Let us say this line makes an angle of magnitude $\theta$ with the positive $X$ axis. Since $\triangle APB$ is right angled, we know from our definitions of trigonometric ratios, that $\dfrac{PB}{AP} = tan(\theta)$.

Hence, another definition of slope is as follows:

$The\ slope\ of\ a\ line\ is\ the\ tangent\ of\ the\ angle\ it\ makes\ $$with\ the\ positive\ X\ axis$

Now since, $CD$ is perpendicular to $AB$, if we consider $\triangle AMD$, external $\angle D = 90 + \theta$

This is the angle that $CD$ makes with the positive $X$ axis.
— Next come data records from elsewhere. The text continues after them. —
PR #4569, opened 2026-07-06
fix: Restore pricing and AWS API scripts, fix Elasticsearch instance type enum

### LINKED ISSUE #4565: E3652 false positive: AWS::Elasticsearch::Domain InstanceType enum uses OpenSearch '.search' names instead of legacy '.elasticsearch'

kddejong:
## Summary
- Restores `scripts/update_specs_from_pricing.py` and `scripts/update_schemas_from_aws_api.py` that were accidentally deleted in #4539 (enhanced-schemas refactor)
- Fixes the Elasticsearch instance type enum to use `.elasticsearch` suffixes instead of `.search` — the pricing API no longer has a separate "Elastic Search Instance" product family, so we transform the OpenSearch results
- Wires both scripts back into the maintenance workflow

## Why
The schema refactor (#4539) moved resource provider schemas to the enhanced-schemas repo but also deleted the pricing/API scripts that generate extension data (instance type enums, engine versions). These data files are still consumed by rules (E3652, E3653, etc.) but were no longer being regenerated, causing stale data. Additionally, the Elasticsearch enum was populated with wrong `.search` suffixes since #4525, causing false positives for valid legacy templates.

Fixes #4565

## Test plan
- [ ] Verify `m6g.large.elasticsearch` is accepted for `AWS::Elasticsearch::Domain`
- [ ] Verify `m6g.large.search` is accepted for `AWS::OpenSearchService::Domain`
- [ ] Run maintenance workflow to confirm scripts execute successfully


0xTaoZ (commented):
Thanks for asking me to take a look. The Elasticsearch/OpenSearch enum split looks right to me. One follow-up I noticed while reading the restored pricing script: get_results() assigns the same mutable default set to each new region, so the Neptune db.serverless baseline can share discovered instance types between regional enums. I opened #4572 with a small regression test and fix.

Therefore, slope of line $CD$ is $tan(90 + \theta)$

We know from our knowledge of trigonometric ratios in different quadrants and their relationships that:

$tan(90 + \theta) = -cot(\theta)$

$\therefore slopeAB \times slopeCD = tan(\theta) \times \{-cot(\theta)\}$

$= -tan(\theta) \times \dfrac{1}{tan(\theta)}$

$= -1$

Hence, we can say that the product of the slopes of a pair of perpendicular lines, that are not parallel to any of the axes, is equal to $-1$.